Exercise details: In the entries below, find every line holding the string "setting" and collect it.

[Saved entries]
Segment Open

PR #2095, opened 2025-01-24
fix: i18n azure llm mode

shaohuzhang1:
fix: i18n azure llm mode

### DIFF
--- a/apps/setting/models_provider/impl/aws_bedrock_model_provider/credential/llm.py
+++ b/apps/setting/models_provider/impl/aws_bedrock_model_provider/credential/llm.py
@@ -49,7 +49,7 @@ class BedrockLLMModelCredential(BaseForm, BaseModelCredential):
 
         try:
             model = provider.get_model(model_type, model_name, model_credential, **model_params)
-            model.invoke([HumanMessage(content=_('Hello'))])
+            model.invoke([HumanMessage(content=gettext('Hello'))])
         except AppApiException:
             raise
         except Exception as e:
--- a/apps/setting/models_provider/impl/azure_model_provider/credential/llm.py
+++ b/apps/setting/models_provider/impl/azure_model_provider/credential/llm.py
@@ -53,7 +53,7 @@ class AzureLLMModelCredential(BaseForm, BaseModelCredential):
                     return False
         try:
             model = provider.get_model(model_type, model_name, model_credential, **model_params)
-            model.invoke([HumanMessage(content=_('Hello'))])
+            model.invoke([HumanMessage(content=gettext('Hello'))])
         except Exception as e:
             if isinstance(e, AppApiException):
                 raise e


apps/setting/models_provider/impl/azure_model_provider/credential/llm.py
```diff
@@ -53,7 +53,7 @@ def is_valid(self, model_type: str, model_name, model_credential: Dict[str, obje
                     return False
         try:
             model = provider.get_model(model_type, model_name, model_credential, **model_params)
-            model.invoke([HumanMessage(content=_('Hello'))])
+            model.invoke([HumanMessage(content=gettext('Hello'))])
         except Exception as e:
             if isinstance(e, AppApiException):
                 raise e
```
shaohuzhang1, line 59: The code snippet appears to be written using Python with some string localization conventions that differ from modern practices. Here are the minor adjustments and points of improvement I would suggest:

1. **String Localization**: The use of `gettext` function is good practice, but it's recommended to use context managers like `with gettext.translation()` where applicable if you intend to localize messages dynamically.

2. **Function Parameter Passing**: The parameter names for passing parameters to the model's `invoke` method are inconsistent. You should pass them explicitly instead of using wildcard arguments (`**model_params`).

Here’s an improved version of your code incorporating these suggestions:

```python
try:
    model = provider.get_model(model_type, model_name, model_credential, content=gettext('Hello'))
except (Exception, AppApiException) as e:
    raise e
```

This change ensures clarity in how parameters are passed to the model's `invoke` method and adheres to best practices related to string handling.

apps/setting/models_provider/impl/aws_bedrock_model_provider/credential/llm.py
```diff
@@ -49,7 +49,7 @@ def is_valid(self, model_type: str, model_name, model_credential: Dict[str, obje
 
         try:
             model = provider.get_model(model_type, model_name, model_credential, **model_params)
-            model.invoke([HumanMessage(content=_('Hello'))])
+            model.invoke([HumanMessage(content=gettext('Hello'))])
         except AppApiException:
             raise
         except Exception as e:
```
shaohuzhang1, line 55: There are no irregularities or major issues with this code snippet based on the provided context. 

One minor suggestion is to use f-string formatting within `gettext` instead of concatenation:

```python
content=f'{{{gettext("Hello")}}}'
```

This can improve readability.

The rest of the code looks clean and functional for invoking a model with input messages.

apps/setting/models_provider/impl/azure_model_provider/credential/llm.py
shaohuzhang1, line 59: The code appears to be using both Python's built-in `gettext` function from the `gettext` module and Flask's `current_app._translate`. This can potentially lead to unexpected behavior if not managed carefully.

Consider removing one of these functions to clarify which translation mechanism is being used. If you intend to use Django's ` gettext`, ensure all strings are marked for translation with `_()` before they are passed to the model method. Here's an optimized version that uses only one source:

```python
@@ -53,11 +53,10 @@ def is_valid(self, model_type: str, model_name, model_credential: Dict[str, obje
                     return False
         try:
-            if model.type == 'flask':
-                content = current_app._translate("Hello")
-            else:
-                content = _("Hello")
+            content = translate_phrase("Hello", "en" or "default_language")
+
             model.invoke([HumanMessage(content=content)])
         except AppApiException as e:
             raise e
```

Make sure to implement a helper function like `translate_phrase` that fetches the appropriate translated phrase based on your needs (e.g., fetching translations from a database or an external API).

Segment Closed

Solution for this exercise:
--- a/apps/setting/models_provider/impl/aws_bedrock_model_provider/credential/llm.py
+++ b/apps/setting/models_provider/impl/aws_bedrock_model_provider/credential/llm.py
--- a/apps/setting/models_provider/impl/azure_model_provider/credential/llm.py
+++ b/apps/setting/models_provider/impl/azure_model_provider/credential/llm.py
apps/setting/models_provider/impl/azure_model_provider/credential/llm.py
apps/setting/models_provider/impl/aws_bedrock_model_provider/credential/llm.py
apps/setting/models_provider/impl/azure_model_provider/credential/llm.py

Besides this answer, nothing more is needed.